Using the gradient() transformation, we can automatically obtain the gradient function of model_loss with respect to a subset of its arguments that we specify via wrt. These must be AnvlArray inputs and not static values. The resulting model_loss_grad has the same signature as model_loss, but returns a named list of gradients – one entry per argument listed in wrt:

model_loss_grad <- jit(gradient(
  model_loss,
  wrt = c("beta", "alpha")
))

model_loss_grad(X, beta, alpha, y)

## $beta
## AnvlArray
##  -0.0792
## [ CPUf32{1,1} ] 
## 
## $alpha
## AnvlArray
##  2.1543
## [ CPUf32{} ]

Finally, we define the update step for the weights using gradient descent. We group the parameters into a weights list that the function both accepts and returns – this shows that inputs and outputs of a jit()-compiled function can be (nested) lists of AnvlArrays, not just bare arrays:

update_weights <- jit(function(X, weights, y, lr) {
  grads <- model_loss_grad(X, weights$beta, weights$alpha, y)
  list(
    beta = weights$beta - lr * grads$beta,
    alpha = weights$alpha - lr * grads$alpha
  )
})

This already allows us to fit the linear model.
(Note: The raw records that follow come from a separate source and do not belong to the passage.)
Issue #432, opened 2021-03-16
Integrate Margin-MSE trained DistilBERT dense retrieval model


sebastian-hofstaetter:
Hi,

I just published our Margin-MSE ensemble-trained, DistilBERT-based checkpoint for dense passage retrieval here: https://huggingface.co/sebastian-hofstaetter/distilbert-dot-margin_mse-T2-msmarco

Would be cool if we could integrate that model in pyserini! I created a minimal usage example here: https://github.com/sebastian-hofstaetter/neural-ranking-kd/blob/main/minimal_bert_dot_usage_example.ipynb

Best,
Sebastian

MXueguang:
@lintool I think this issue can be close by https://github.com/castorini/pyserini/pull/433?
CC: @sebastian-hofstaetter

lintool:
👍

PR #433, opened 2021-03-17
Integrate Margin-MSE trained DistilBERT dense retrieval model

MXueguang:
re https://github.com/castorini/pyserini/issues/432

get:
```
#####################
MRR @10: 0.32505867103288255
QueriesRanked: 6980
#####################
map                     all     0.3308
recall_1000             all     0.9553
```

expect:
```
MRR@10: 0.323
recall_1000: 0.957
```


lintool:
The expected effectiveness is:

> Margin-MSE BERT_Dot (Retrieval) .323

Is that correct, @sebastian-hofstaetter ?

pyserini/dsearch/_dsearcher.py
```diff
@@ -192,6 +192,36 @@ def encode(self, query: str):
             return super().encode(query)
 
 
+class AutoQueryEncoder(QueryEncoder):
```
lintool, line 195: Is the intention here that AutoQueryEncoder will replace other model specific ones?

docs/experiments-ensemble_kd.md
```diff
@@ -0,0 +1,35 @@
+# Pyserini: Replicating Ensemble_KD MSMARCO Results
```
lintool, line 1: Let's retain the original model name `distilbert-dot-margin_mse-T2` to be consistent, and call it

And use the more human readable name "DistilBERT KD" in the appropriate context, e.g., 

"Pyserini: Replicating DistilBERT KD Results" <--- leave out MS MARCO to be consistent with TCT-ColBERT

Also add link from README (for ANCE also)

lintool (changes requested):

sebastian-hofstaetter:
> The expected effectiveness is:
> 
> > Margin-MSE BERT_Dot (Retrieval) .323
> 
> Is that correct, @sebastian-hofstaetter ?

Yes, although in the paper I used the large 49K query DEV set (so a minimal change like 0.002 is expected if you use the 7K query DEV set). So I think these numbers are ok 👍

pyserini/dsearch/_dsearcher.py
MXueguang: yes, the most common dense encoder is taking CLS from the encoder model
We can try to group these models as Auto I think?

docs/experiments-ensemble_kd.md
MXueguang: updated, I'll re-upload the index with name changed later

docs/experiments-distilbert_kd.md
```diff
@@ -0,0 +1,35 @@
+# Pyserini: Replicating DistilBERT KD Results
+
+## Dense Retrieval
+
+Dense retrieval with distilbert-dot-margin_mse-T2, brute-force index:
```
lintool, line 5: If it's the literal model name, should be in monospace found `distilbert-dot-margin_mse-T2`, otherwise, call it DistilBERT KD in normal font.

pyserini/dsearch/_dsearcher.py
lintool: File an issue, doesn't need to be part of this PR.

scripts/ensemble_kd/encode_corpus_msmarco_passage.py
```diff
@@ -0,0 +1,62 @@
+import argparse
```
lintool, line 1: rename directory to be consistent...

lintool (approved):
minor nits - please fix and merge.

pyserini/dsearch/_dsearcher.py
MXueguang: > File an issue, doesn't need to be part of this PR.

Should I rename it to something like `DistilBertQueryEncoder` in this PR?

lintool: Nah... I think it's okay for master to be in a slightly inconsistent state as long as we fix if before the next release.

PR #434, opened 2021-03-17
script for hybird result externally

MXueguang:
script for hybrid results 
cc: @ronakice


lintool (changes requested):
scripts should be named as verb phrases... i.e., "do this"

Maybe something like `compute_hybrid_results`? or `perform_hybrid_retrieval` or something along those lines?

lintool:
This is something that @ronakice requested? I'm missing the context here, in the sense that `-m search` already does hybrid?

lintool (approved):

ronakice (approved):
LGTM!

PR #447, opened 2021-04-01
Add tokenization tests

lintool:
Sanity checks our doc2query model.

With this, I want to revisit this issue: https://github.com/castorini/anserini/issues/1123 - let's try to make sure everything is in place, from the ground up.


rodrigonogueira4:
Sorry, why do we need tests for the tokenizer if HF's already does them?

rodrigonogueira4 (approved):

lintool:
Discussed over DM.

PR #453, opened 2021-04-02
script to convert json file to have contents tokenized

stephaniewhoo:
do you want it to be called as a module or just leave it as a script for now?


pyserini/convert_to_tokenized_json.py
```diff
@@ -0,0 +1,45 @@
+#
```
lintool, line 1: how about naming this `tokenize_json_collection`?

pyserini/convert_to_tokenized_json.py
```diff
@@ -0,0 +1,45 @@
...
+            contents = fdict['contents']
+            tok = tokenizer.tokenize(contents)
+            fdict['contents']=tok
+            out_f.write(json.dumps(fdict) + '\n')
+            if (i%10000==0):
+                print(f'Converted {i:,} docs, writing into file {args.output_json}')
+
+if __name__ == '__main__':
+    parser = argparse.ArgumentParser()
+    parser.add_argument("--input_json", type=str, help='Input Json file', required=True)
```
lintool, line 39: Can we just have `--input` and `--output`? Make it smart - if input is a file, just convert a single file. If input is a directory, converts all json files in that direction.

pyserini/convert_to_tokenized_json.py
```diff
@@ -0,0 +1,45 @@
...
+# limitations under the License.
+#
+
+from transformers import BertTokenizer, T5Tokenizer
+import argparse
+import json
+
+def main(args):
+    if (args.tokenizer == 'bert'):
+        tokenizer = BertTokenizer.from_pretrained('bert-base-uncased')
```
lintool, line 23: okay to assume user specifies fully-qualified name, e.g.,
```
tokenizer = BertTokenizer.from_pretrained(args.tokenizer)
```

But make arg optional, e.g., default to bert-base-uncased?

lintool (changes requested):
Also try actually tokenizing MS MARCO passage... I want to have a sense of how long it'll take?

pyserini/convert_to_tokenized_json.py
stephaniewhoo: Yes, I will make it optional. 
But if we want t5 tokenizer, it is called from `**T5Tokenizer.**from_pretrained('castorini/doc2query-t5-base-msmarco')`. still cannot get rid of if statement?

lintool: ah, I see... maybe like a comprise and search for a substring of {bert, t5} in the if?

lintool:
@stephaniewhoo can we also have test cases, for both the per-file case and the entire-directory case?

stephaniewhoo:
> Also try actually tokenizing MS MARCO passage... I want to have a sense of how long it'll take?

It takes 7997.244991540909s so **~2h** to tokenize msmarco passage collection_jsonl on orca.
I did not do multi-thread. Could save time by doing this, but one thread is like 2 hours

lintool (approved):

PR #2327, opened 2025-11-02
Update mbeir 2cr

clides:
Update mbeir 2cr to use ndcg@10, R@20, R@100 across all datasets. Also updated 2cr commands to use instructions as they give higher eval scores.

### DIFF
--- a/docs/2cr/m-beir.html
+++ b/docs/2cr/m-beir.html
@@ -1091,9 +1091,9 @@ python -m pyserini.eval.trec_eval \
 <td>0.7769</td>  
 <td>0.9792</td>  
 <td></td>  
-<td>0.1978</td>  
-<td>0.5618</td>  
-<td>0.7094</td>  
+<td>0.2724</td>  
+<td>0.7840</td>  
+<td>0.9792</td>  
 </tr>  
 <tr class="hide-table-padding">  
 <td></td>  


lintool:
hi @clides thanks for sending this. I'm in the middle of running a bunch of tests to validate the PyPI artifact. Let me wait until those finish before merging this?

pyserini/2cr/m_beir.py
```diff
@@ -65,7 +46,7 @@ def format_run_command(raw):
         .replace("--output-format", "\\\n  --output-format")
         .replace("--output ", "\\\n  --output ")
         .replace("--hits ", "\\\n  --hits ")
-        .replace("--remove-query", "\\\n  --remove-query")
```
sahel-sh, line 68: this remove query should stay, why delete it?

pyserini/2cr/m_beir.py
```diff
@@ -216,17 +189,17 @@ def generate_report(args):
                 
             for datasets in condition['datasets']:    
                 dataset = datasets['dataset']    
+                instruction_config = f"{dataset}_instr.yaml"
```
sahel-sh, line 190: IIRC some datasets are repeated in different tasks with different instructions, is dataset enough as a key? or is task number also included in dataset?

clides: Task number is already included in the dataset

pyserini/2cr/m_beir.py
clides: Fixed

lintool:
I'm specifically talking about the following in this PR:

```
--instruction-config collections/m-beir/query_instructions/${instruction_config}
```

How big are the instructions? Just include them in our codebase directly?

PR #2337, opened 2025-11-06
Refactor pulling in of prebuilt index symbols from Anserini

lintool:
In preparation for next Anserini release: refactoring how we pull in prebuilt index symbols from the Anserini fatjar.


lintool:
Hi @lilyjge I think this is ready for review - I unjanked code from pulling in prebuilt index symbols from Anserini.

lilyjge (approved):

PR #2347, opened 2025-11-20
BrowseComp-Plus Pre-Built BM25 and Qwen3-Embed-8B Indexes 

wu-ming233:
This PR connects the pre-built indexes for [BrowseComp-Plus](https://github.com/texttron/BrowseComp-Plus) to Pyserini, currently with BM25 and Qwen3-Embed-8B indexes, hosted on [hgf](https://huggingface.co/datasets/castorini/prebuilt-indexes-browsecomp-plus) (to be added to [our collection](https://huggingface.co/collections/castorini/prebuilt-indexes) later).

weights <- list(beta = beta, alpha = alpha)
lr <- 0.1
for (i in 1:100) {
  weights <- update_weights(X, weights, y, lr)
}

One problem with the above approach is that we are creating new weight arrays in each iteration and throw away the previous weights, just like we saw earlier when demonstrating subset assignment. We can work around this using the donate argument of jit(), which allows XLA to overwrite the inputs. See the Donation section of the efficiency vignette for details.
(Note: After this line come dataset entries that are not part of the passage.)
PR #2373, opened 2025-12-29
Add reproduction log for msmarco-passage BM25 baseline

claraashraf24:


lintool:
Please continue along the onboarding path until you reach the end of the exercises, and then we'll take a look all at once.

Also, update the PR with some information about your reproduction efforts.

Next, we will discuss control flow.

Control Flow

In principle, there are three ways to implement control flow in {anvl}:

1. Embed jit-compiled functions inside R control-flow constructs, which we have seen above.
2. Embed R control flow inside a jit-compiled function (we have also seen this earlier when mse branched on reduction). R for/while loops are unrolled at trace time and R if-statements only retain the taken branch – see the R loops are unrolled and R if statements pick one branch sections of the JIT deep dive.
3. Use special control-flow primitives provided by {anvl}, such as nv_while() and nv_if().

Which solution is best depends on the specific use case. The first two have already been demonstrated, so we focus on nv_while() here. It is not like a standard while loop, because {anvl} is purely functional. The function takes in:

1. An initial state, which is a (nested) list of AnvlArrays.
2. A cond function, which takes as input the current state and returns a logical flag indicating whether to continue the loop.
3. A body function, which takes as input the current state and returns a new state.

train_while <- jit(function(X, beta, alpha, y, n_steps, lr) {
  nv_while(
    list(beta = beta, alpha = alpha, i = 0),
    \(beta, alpha, i) i < n_steps,
    \(beta, alpha, i) {
      grads <- model_loss_grad(X, beta, alpha, y)
      list(
        beta = beta - lr * grads$beta,
        alpha = alpha - lr * grads$alpha,
        i = i + 1L
      )
    }
  )
})

train_while(X, beta, alpha, y, nv_scalar(100L), lr = 0.1)

## $beta
## AnvlArray
##  1.2408
## [ CPUf32{1,1} ] 
## 
## $alpha
## AnvlArray
##  0.9801
## [ CPUf32{} ] 
## 
## $i
## AnvlArray
##  100
## [ CPUf32?{} ]

The same approach works analogously for if-statements, where the {anvl} primitive nv_if() is available.